Review; At the Bottom of the River by Jamaica Kincaid

For those of you who's paid a bit attention to this blog, does perhaps know that I have a world literature project going on. A while ago I read the short story collection At the Bottom of the River by Jamaica Kincaid, who happens to come crom Antigua and Barbuda. Today I'll post my review.

Description from Goodreads
Jamaica Kincaid's inspired, lyrical short stories

Reading Jamaica Kincaid is to plunge, gently, into another way of seeing both the physical world and its elusive inhabitants. Her voice is, by turns, naively whimsical and biblical in its assurance, and it speaks of what is partially remembered partly divined. The memories often concern a childhood in the Caribbean—family, manners, and landscape—as distilled and transformed by Kincaid's special style and vision.

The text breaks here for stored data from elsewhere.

PR #129, opened 2015-08-05
Groupby

jan-cerny:
This resolves ticket trac#484.
It is not ready to merge although it is working in Firefox and Chrome.
I opened this PR as a place for discussion about the code. It definitely needs to improve, since I am a JavaScript newbie.

One question - to make this working, we need to run xccdf-resources-build.sh and commit here also the minified script. Should I commit it here? Or I think the resource could be generated by a makefile.

### DIFF
--- a/xsl/xccdf-resources/openscap.js
+++ b/xsl/xccdf-resources/openscap.js
@@ -195,6 +195,8 @@ function GroupBy(key) {
 	/* We must process grouping upon the original table.
 	 * Otherwise, we would have unwanted duplicties in new table. */
 	Reset();
+	if (key == "default")
+		return;
 
 	var lines = {};
 	$(".rule-overview-leaf").each(function() {
--- a/xsl/xccdf-resources/openscap.js
+++ b/xsl/xccdf-resources/openscap.js
@@ -122,7 +122,7 @@ $(document).ready( function() {
     is_original = true;
 });
 
-function Reset() {
+function resetTreetable() {
 	if (!is_original) {
 		$(".treetable").remove();
 		$("#rule-overview").append(original_treetable.clone());
@@ -134,7 +134,7 @@ function Reset() {
 	}
 }
 
-function NewGroupLine(group_name)
+function newGroupLine(group_name)
 {
 	return "<tr class=\"rule-overview-inner-node\" data-tt-id=\"" + group_name + "\">" +
 		"<td colspan=\"3\"><strong>" + group_name + "</strong></td></tr>";
@@ -148,17 +148,17 @@ var KeysEnum = {
 	DISA: "data-disa-id"
 };
 
-function GetTargetGroupsList(rule, key)
+/* This function returns an array of target groups indentifiers */
+function getTargetGroupsList(rule, key)
 {
-	/* This function returns an array of target groups indentifiers */
-	if (key == KeysEnum.SEVERITY) {
+	switch(key) {
+	case KeysEnum.SEVERITY:
 		var severity = rule.children("td:nth-child(2)").text();
 		return [severity];
-	} else if (key == KeysEnum.RESULT) {
+	case KeysEnum.RESULT:
 		var result = rule.children(".rule-result").text();
 		return [result];
-	}
-	else {
+	default:
 		var ref_list = rule.attr(key);
 		if (!ref_list) {
 			ref_list = "unknown";
@@ -167,13 +167,14 @@ function GetTargetGroupsList(rule, key)
 	}
 }
 
-function SortGroups(groups, key)
+function sortGroups(groups, key)
 {
-	if (key == KeysEnum.SEVERITY) {
+	switch(key) {
+	case KeysEnum.SEVERITY:
 		return ["high", "medium", "low"];
-	} else if (key == KeysEnum.DISA) {
+	case KeysEnum.DISA:
 		return groups.sort(function(a, b){return a-b});
-	} else if (key == KeysEnum.NIST) {
+	case KeysEnum.NIST:
 		return groups.sort(function(a, b){
 			var regex = /(\w\w)-(\d+)(.*)/;
 			var a_parts = regex.exec(a);
@@ -194,28 +195,29 @@ function SortGroups(groups, key)
 				}
 			}
 		});
-	} else {
+	default:
 		return groups;
 	}
 }
 
-function GroupBy(key) {
-	/* We must process grouping upon the original table.
-	 * Otherwise, we would have unwanted duplicties in new table. */
-	Reset();
+function groupRulesBy(key) {
+	/* We must reset the treetable and process grouping upon the original
+	 * table to avoid unwanted duplicties in new table. */
+	resetTreetable();
 	if (key == KeysEnum.DEFAULT)
 		return;
 
+	/* Browse the rules and sort them into groups */
 	var lines = {};
 	$(".rule-overview-leaf").each(function() {
 		$(this).children("td:first").css("padding-left","0px");
 		var id = $(this).attr("data-tt-id");
-		var target_groups = GetTargetGroupsList($(this), key);
+		var target_groups = getTargetGroupsList($(this), key);
 		for (i = 0; i < target_groups.length; i++) {
 			var target_group = target_groups[i];
 			if (!lines.hasOwnProperty(target_group)) {
 				/* Create a new group */
-				lines[target_group] = [NewGroupLine(target_group)];
+				lines[target_group] = [newGroupLine(target_group)];
 			}
 			var clone = $(this).clone();
 			clone.attr("data-tt-id", id + "copy" + i);
@@ -224,8 +226,10 @@ function GroupBy(key) {
 			lines[target_group].push(new_line);
 		}
 	});
+
+	/* Remove old treetable and replace it with a new one */
 	$(".treetable").remove();
-	var groups = SortGroups(Object.keys(lines), key);
+	var groups = sortGroups(Object.keys(lines), key);
 	var html_text = "";
 	for (i = 0; i < groups.length; i++) {
 		html_text += lines[groups[i]].join("\n");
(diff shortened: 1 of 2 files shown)


xsl/xccdf-resources/openscap.js
```diff
@@ -108,12 +108,131 @@ function ruleSearch()
...
+			toggleRuleDisplay(this);
+		});
+		is_original = true;
+	}
+}
+
+function NewGroupLine(group_name)
+{
+	return "<tr class=\"rule-overview-inner-node\" data-tt-id=\"" + group_name + "\">" +
+		"<td colspan=\"3\"><strong>" + group_name + "</strong></td></tr>";
```
ybznek: jQuery has some functions which can create new elements. Maybe it would be cleaner way.

xsl/xccdf-resources/openscap.js
```diff
@@ -108,12 +108,131 @@ function ruleSearch()
...
+{
+	/* This function returns an array of target groups indentifiers */
+	if (key == KeysEnum.SEVERITY) {
+		var severity = rule.children("td:nth-child(2)").text();
+		return [severity];
+	} else if (key == KeysEnum.RESULT) {
+		var result = rule.children(".rule-result").text();
+		return [result];
+	}
+	else {
```
ybznek: IMHO "} else {" would looks better, but replacing "if else" with "switch" would be the best way.

xsl/xccdf-resources/openscap.js
```diff
@@ -108,12 +108,131 @@ function ruleSearch()
...
+		if (!ref_list) {
+			ref_list = "unknown";
+		}
+		return ref_list.split(",");
+	}
+}
+
+function SortGroups(groups, key)
+{
+	if (key == KeysEnum.SEVERITY) {
```
ybznek: Why don't you use "switch"?

xsl/xccdf-resources/openscap.js
```diff
@@ -108,12 +108,131 @@ function ruleSearch()
...
+				}
+			}
+		});
+	} else {
+		return groups;
+	}
+}
+
+function GroupBy(key) {
+	/* We must process grouping upon the original table.
```
ybznek: I think the comment describes whole function. Why is it inside of? http://stackoverflow.com/a/10126365

xsl/xccdf-resources/openscap.js
```diff
@@ -108,12 +108,131 @@ function ruleSearch()
...
+			lines[target_group].push(new_line);
+		}
+	});
+	$(".treetable").remove();
+	var groups = SortGroups(Object.keys(lines), key);
+	var html_text = "";
+	for (i = 0; i < groups.length; i++) {
+		html_text += lines[groups[i]].join("\n");
+	}
+	new_table ="<table class=\"treetable table table-bordered\"><thead><tr><th>Group</th> <th style=\"width: 120px; text-align: center\">Severity</th><th style=\"width: 120px; text-align: center\">Result</th></tr></thead><tbody>" + html_text + "</tbody></table>";
```
ybznek: Again, you can use jQuery's way to create some element.

mpreisler:
`openscap.js` uses camel-case with first letter lowercase convention for function names. Please stick to it.

xsl/xccdf-resources/openscap.js
```diff
@@ -108,12 +108,131 @@ function ruleSearch()
...
         toggleRuleDisplay(this);
     });
-
-    $(".treetable").treetable({ column: 0, expandable: true, initialState : "expanded", indent : 0 });
+    original_treetable = $(".treetable").clone();
+    $(".treetable").treetable({ column: 0, expandable: true, clickableNodeNames: true, initialState : "expanded", indent : 0 });
+    is_original = true;
 });
+
+function Reset() {
```
mpreisler: The name of this function is horribly generic. There are real risks of clashes. Keep in mind that your functionality is not alone in the report, there may be other things that need resetting!

xsl/xccdf-resources/openscap.js
jan-cerny: No, it doesn't. It describes why do we call Reset() here. Maybe the comment is bad when someone don't understand it :-)

jan-cerny:
Done some polishing and improved the table appearance.

mpreisler:
Apart from some minor code quality issues the only issue remaining is that the group-by combobox is hardcoded to some common choices. Some of these will be in every content -- severity, result. But some will be there even for content where they don't apply at all -- DISA or NIST IDs.

This code needs to figure out what to populate the combobox with on the spot. This can be achieved either by javascript or in XSLT, both options have their pros and cons.

xsl/xccdf-resources/openscap.js
```diff
@@ -108,12 +109,152 @@ function ruleSearch()
...
+	}
+	new_table ="<table class=\"treetable table table-bordered\"><thead><tr><th>Group</th> <th style=\"width: 120px; text-align: center\">Severity</th><th style=\"width: 120px; text-align: center\">Result</th></tr></thead><tbody>" + html_text + "</tbody></table>";
+	$("#rule-overview").append(new_table);
+	is_original = false;
+	$(".treetable").treetable({
+		column: 0,
+		expandable: true,
+		clickableNodeNames: true,
+		initialState : "expanded",
+		indent : 0 });
```
mpreisler: code style...

xsl/xccdf-resources/openscap.js
```diff
@@ -108,12 +109,152 @@ function ruleSearch()
...
+	}
+}
+
+function sortGroups(groups, key)
+{
+	switch(key) {
+	case KeysEnum.SEVERITY:
+		return ["high", "medium", "low"];
+	case KeysEnum.DISA:
+		return groups.sort(function(a, b){return a-b});
```
mpreisler: Shouldn't this use parseint or something like that?

xsl/xccdf-resources/openscap.js
```diff
@@ -108,12 +109,152 @@ function ruleSearch()
...
+	default:
+		var ref_list = rule.attr(key);
+		if (!ref_list) {
+			ref_list = "unknown";
+		}
+		return ref_list.split(",");
+	}
+}
+
+function sortGroups(groups, key)
```
mpreisler: `key` is not a good name here I think.

xsl/xccdf-resources/openscap.js
```diff
@@ -108,12 +109,152 @@ function ruleSearch()
...
     });
-
-    $(".treetable").treetable({ column: 0, expandable: true, initialState : "expanded", indent : 0 });
+    original_treetable = $(".treetable").clone();
+    $(".treetable").treetable({ column: 0, expandable: true, clickableNodeNames: true, initialState : "expanded", indent : 0 });
+    is_original = true;
+	stripeTreeTable();
 });
+
+function resetTreetable() {
```
mpreisler: Is this function used / usable outside of group-by functionality? If not then why doesn't the name signify that?

xsl/xccdf-resources/openscap.js
```diff
@@ -108,12 +109,152 @@ function ruleSearch()
...
     $("#result-details").hide();
     $(".js-only").show();
+	$(".form-group select").val("default");
     $(".toggle-rule-display").each(function(){
         toggleRuleDisplay(this);
     });
-
-    $(".treetable").treetable({ column: 0, expandable: true, initialState : "expanded", indent : 0 });
+    original_treetable = $(".treetable").clone();
+    $(".treetable").treetable({ column: 0, expandable: true, clickableNodeNames: true, initialState : "expanded", indent : 0 });
```
mpreisler: code style...

xsl/xccdf-resources/openscap.js
jan-cerny: It is usable universally. If someone will change the tree-table in his code, he can set `is_original = false` and then use this function.

xsl/xccdf-resources/openscap.js
```diff
@@ -108,12 +109,152 @@ function ruleSearch()
...
+	NIST: "data-nist-id",
+	DISA: "data-disa-id"
+};
+
+/* This function returns an array of target groups indentifiers */
+function getTargetGroupsList(rule, key)
+{
+	switch(key) {
+	case KeysEnum.SEVERITY:
+		var severity = rule.children("td:nth-child(2)").text();
```
mpreisler: This is not a very robust way to get severity. Could you decorate the severity element in some way to make this more robust? Similar to what we do with rule-result.

At some point somebody will slightly change the report and break this without noticing...

xsl/xccdf-resources/openscap.js
```diff
@@ -108,12 +109,152 @@ function ruleSearch()
...
+		return [severity];
+	case KeysEnum.RESULT:
+		var result = rule.children(".rule-result").text();
+		return [result];
+	default:
+		var ref_list = rule.attr(key);
+		if (!ref_list) {
+			ref_list = "unknown";
+		}
+		return ref_list.split(",");
```
mpreisler: What if the references contain `,` in them? Can that happen according to the XCCDF spec?

xsl/xccdf-resources/openscap.js
```diff
@@ -108,12 +109,157 @@ function ruleSearch()
...
     $(".js-only").show();
+	$(".form-group select").val("default");
     $(".toggle-rule-display").each(function(){
         toggleRuleDisplay(this);
     });
-
+    original_treetable = $(".treetable").clone();
     $(".treetable").treetable({ column: 0, expandable: true, initialState : "expanded", indent : 0 });
+    is_original = true;
+	stripeTreeTable();
```
mpreisler: tab indent

mpreisler:
Discussed this with @jan-cerny, only minor changes remain - indentation needs to be fixed to be consistent. XSLT and javascript files should use 4 spaces as indents.

mpreisler:
The PR is ready to be merged but is targeted at `maint-1.2`. Discussed with @jan-cerny and he can't remember why he targeted it at `maint-1.2` instead of `maint-1.1`. He said he will create a new PR for `maint-1.1`.

mpreisler:
Replaced by #138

Kincaid leads her readers to consider, as if for the first time, the powerful ties between mother and child; the beauty and destructiveness of nature; the gulf between the masculine and the feminine; the significance of familiar things—a house, a cup, a pen. Transfiguring our human form and our surroundings—shedding skin, darkening an afternoon, painting a perfect place—these stories tell us something we didn't know, in a way we hadn't expected.

My Thoughts on the Book
The length varied on these short stories and there were several of them that I really liked. Something else that I really liked was the lyrical language of the author. It's not often that I actually enjoy reading short story collections, or short stories in general, but this is a collection that I can easily recommend.